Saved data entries

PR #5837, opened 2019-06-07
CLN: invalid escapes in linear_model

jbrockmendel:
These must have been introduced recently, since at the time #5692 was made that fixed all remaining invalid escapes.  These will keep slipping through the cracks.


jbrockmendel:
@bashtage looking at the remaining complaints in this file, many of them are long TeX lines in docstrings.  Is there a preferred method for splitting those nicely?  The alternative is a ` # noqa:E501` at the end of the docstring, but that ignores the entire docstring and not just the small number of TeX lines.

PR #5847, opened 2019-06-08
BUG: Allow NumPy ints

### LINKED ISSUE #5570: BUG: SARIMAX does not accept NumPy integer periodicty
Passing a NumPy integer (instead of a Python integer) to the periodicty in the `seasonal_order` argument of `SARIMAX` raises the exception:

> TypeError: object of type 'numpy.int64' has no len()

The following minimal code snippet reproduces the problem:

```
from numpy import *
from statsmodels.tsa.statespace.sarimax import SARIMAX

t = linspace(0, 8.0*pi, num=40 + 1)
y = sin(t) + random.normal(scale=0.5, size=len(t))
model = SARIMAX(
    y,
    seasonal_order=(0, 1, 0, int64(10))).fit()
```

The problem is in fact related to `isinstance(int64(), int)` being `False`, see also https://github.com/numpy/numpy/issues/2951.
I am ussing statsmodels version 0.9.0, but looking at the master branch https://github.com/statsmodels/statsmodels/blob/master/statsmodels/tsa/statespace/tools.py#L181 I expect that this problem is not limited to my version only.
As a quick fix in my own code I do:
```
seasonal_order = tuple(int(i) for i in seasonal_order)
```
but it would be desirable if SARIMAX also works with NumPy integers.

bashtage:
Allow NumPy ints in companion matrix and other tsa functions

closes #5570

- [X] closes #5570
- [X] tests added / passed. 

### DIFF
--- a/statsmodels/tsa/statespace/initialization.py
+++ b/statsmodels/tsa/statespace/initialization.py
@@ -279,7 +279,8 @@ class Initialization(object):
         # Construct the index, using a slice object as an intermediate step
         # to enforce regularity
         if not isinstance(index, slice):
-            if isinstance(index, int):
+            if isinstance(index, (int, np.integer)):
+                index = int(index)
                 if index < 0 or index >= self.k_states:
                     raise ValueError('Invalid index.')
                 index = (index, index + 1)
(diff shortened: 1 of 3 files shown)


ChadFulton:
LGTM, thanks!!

==

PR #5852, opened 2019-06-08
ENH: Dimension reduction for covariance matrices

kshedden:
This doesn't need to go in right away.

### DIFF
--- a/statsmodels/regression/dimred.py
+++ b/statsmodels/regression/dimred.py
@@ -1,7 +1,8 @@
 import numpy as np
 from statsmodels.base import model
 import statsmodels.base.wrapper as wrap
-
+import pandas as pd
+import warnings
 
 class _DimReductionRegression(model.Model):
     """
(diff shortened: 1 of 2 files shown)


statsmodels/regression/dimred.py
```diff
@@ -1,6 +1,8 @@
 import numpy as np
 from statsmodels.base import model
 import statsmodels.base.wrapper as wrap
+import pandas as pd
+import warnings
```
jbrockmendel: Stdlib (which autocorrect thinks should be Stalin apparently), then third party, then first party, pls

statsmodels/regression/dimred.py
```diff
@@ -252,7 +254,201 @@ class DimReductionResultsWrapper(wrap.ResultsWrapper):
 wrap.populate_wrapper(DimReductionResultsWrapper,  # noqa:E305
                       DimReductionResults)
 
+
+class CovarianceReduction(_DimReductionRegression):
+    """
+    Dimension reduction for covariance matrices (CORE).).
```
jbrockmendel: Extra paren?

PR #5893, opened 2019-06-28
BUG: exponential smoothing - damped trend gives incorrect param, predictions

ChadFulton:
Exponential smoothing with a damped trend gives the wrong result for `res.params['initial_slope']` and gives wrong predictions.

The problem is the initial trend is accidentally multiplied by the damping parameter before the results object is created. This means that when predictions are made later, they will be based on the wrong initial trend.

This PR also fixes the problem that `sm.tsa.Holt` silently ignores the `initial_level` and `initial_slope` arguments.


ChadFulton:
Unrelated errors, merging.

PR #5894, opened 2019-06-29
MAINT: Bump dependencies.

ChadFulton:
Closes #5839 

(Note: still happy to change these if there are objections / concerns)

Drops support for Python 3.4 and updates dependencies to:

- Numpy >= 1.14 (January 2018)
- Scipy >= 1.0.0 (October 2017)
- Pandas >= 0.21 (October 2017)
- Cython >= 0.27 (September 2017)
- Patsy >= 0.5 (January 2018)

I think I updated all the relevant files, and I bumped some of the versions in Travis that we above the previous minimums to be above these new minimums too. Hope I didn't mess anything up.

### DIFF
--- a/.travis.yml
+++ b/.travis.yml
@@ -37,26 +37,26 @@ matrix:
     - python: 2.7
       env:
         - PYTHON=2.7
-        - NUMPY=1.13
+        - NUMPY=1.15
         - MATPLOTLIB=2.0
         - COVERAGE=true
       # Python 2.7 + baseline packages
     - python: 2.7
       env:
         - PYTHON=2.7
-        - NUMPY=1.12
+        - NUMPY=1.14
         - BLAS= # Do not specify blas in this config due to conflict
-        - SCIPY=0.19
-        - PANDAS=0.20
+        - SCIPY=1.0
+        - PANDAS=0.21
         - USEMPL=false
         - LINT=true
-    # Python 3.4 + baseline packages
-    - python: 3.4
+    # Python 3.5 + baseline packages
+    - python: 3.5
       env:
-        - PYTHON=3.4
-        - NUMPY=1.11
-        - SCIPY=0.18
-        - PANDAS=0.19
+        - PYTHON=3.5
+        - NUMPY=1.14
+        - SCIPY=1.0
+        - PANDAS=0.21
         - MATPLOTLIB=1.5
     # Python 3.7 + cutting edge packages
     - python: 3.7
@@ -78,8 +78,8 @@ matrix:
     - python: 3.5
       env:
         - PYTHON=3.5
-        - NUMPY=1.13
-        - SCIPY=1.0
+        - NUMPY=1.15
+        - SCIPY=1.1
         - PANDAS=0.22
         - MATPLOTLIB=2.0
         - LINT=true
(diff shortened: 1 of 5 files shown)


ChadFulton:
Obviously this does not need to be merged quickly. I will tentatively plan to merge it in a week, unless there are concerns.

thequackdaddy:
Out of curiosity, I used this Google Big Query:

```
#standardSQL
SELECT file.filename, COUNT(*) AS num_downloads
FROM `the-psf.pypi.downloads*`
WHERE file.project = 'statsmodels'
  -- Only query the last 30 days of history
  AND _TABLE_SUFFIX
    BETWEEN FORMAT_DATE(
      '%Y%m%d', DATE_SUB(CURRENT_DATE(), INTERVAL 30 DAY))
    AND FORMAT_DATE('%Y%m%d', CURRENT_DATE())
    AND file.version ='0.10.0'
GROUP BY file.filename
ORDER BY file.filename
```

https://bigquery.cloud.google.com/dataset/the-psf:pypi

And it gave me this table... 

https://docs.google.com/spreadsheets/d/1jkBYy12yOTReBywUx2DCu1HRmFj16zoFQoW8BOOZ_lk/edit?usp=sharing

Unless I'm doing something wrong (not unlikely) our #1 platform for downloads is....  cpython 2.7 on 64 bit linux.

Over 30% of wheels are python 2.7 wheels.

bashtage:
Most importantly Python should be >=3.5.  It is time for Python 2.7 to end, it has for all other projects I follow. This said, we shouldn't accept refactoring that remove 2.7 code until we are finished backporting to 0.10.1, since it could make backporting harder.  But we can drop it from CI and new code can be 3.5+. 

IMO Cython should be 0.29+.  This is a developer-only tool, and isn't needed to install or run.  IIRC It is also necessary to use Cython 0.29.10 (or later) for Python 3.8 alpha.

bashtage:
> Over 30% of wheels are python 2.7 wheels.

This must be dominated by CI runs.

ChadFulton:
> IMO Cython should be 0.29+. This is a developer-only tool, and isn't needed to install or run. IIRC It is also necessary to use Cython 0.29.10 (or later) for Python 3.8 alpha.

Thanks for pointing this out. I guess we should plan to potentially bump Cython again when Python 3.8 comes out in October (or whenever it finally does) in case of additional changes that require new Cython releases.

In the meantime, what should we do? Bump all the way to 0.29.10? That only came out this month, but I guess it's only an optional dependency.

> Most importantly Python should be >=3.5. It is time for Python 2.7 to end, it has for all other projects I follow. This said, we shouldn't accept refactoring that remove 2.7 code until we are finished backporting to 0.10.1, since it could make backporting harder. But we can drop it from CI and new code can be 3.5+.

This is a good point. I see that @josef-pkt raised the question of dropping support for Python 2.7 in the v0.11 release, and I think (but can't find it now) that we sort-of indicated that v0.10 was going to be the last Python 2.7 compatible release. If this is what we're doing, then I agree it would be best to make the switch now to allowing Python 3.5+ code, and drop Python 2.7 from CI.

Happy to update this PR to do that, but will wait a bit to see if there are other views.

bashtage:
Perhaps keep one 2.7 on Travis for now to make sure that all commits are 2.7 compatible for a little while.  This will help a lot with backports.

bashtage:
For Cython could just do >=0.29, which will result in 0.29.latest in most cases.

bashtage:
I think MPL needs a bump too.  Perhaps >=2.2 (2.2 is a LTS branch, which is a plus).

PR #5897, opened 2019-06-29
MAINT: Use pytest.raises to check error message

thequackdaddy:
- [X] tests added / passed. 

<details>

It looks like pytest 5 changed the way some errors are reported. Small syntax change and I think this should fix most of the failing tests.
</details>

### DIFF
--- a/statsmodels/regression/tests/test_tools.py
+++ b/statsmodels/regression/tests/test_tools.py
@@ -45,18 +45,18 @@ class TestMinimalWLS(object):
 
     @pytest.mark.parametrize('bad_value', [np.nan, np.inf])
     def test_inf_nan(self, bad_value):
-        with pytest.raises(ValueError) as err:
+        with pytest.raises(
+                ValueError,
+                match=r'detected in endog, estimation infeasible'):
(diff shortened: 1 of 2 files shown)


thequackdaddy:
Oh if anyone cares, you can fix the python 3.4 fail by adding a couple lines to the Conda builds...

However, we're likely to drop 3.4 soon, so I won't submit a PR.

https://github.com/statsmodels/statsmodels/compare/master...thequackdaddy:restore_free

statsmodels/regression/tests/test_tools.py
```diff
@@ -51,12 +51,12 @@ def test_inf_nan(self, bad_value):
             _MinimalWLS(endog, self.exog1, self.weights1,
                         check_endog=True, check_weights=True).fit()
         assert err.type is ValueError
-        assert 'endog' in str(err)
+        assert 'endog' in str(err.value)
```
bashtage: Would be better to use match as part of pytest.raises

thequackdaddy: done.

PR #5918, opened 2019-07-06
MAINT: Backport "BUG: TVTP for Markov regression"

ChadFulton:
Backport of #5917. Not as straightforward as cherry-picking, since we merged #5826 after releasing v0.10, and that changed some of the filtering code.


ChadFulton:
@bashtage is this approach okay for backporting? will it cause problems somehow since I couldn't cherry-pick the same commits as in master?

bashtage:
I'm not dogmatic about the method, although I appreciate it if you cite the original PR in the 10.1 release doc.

## [Exercise description]
Which of the lines above contain "DimReductionResultsWrapper"? Return them all.

## [Answer to the problem]
@@ -252,7 +254,201 @@ class DimReductionResultsWrapper(wrap.ResultsWrapper):
 wrap.populate_wrapper(DimReductionResultsWrapper,  # noqa:E305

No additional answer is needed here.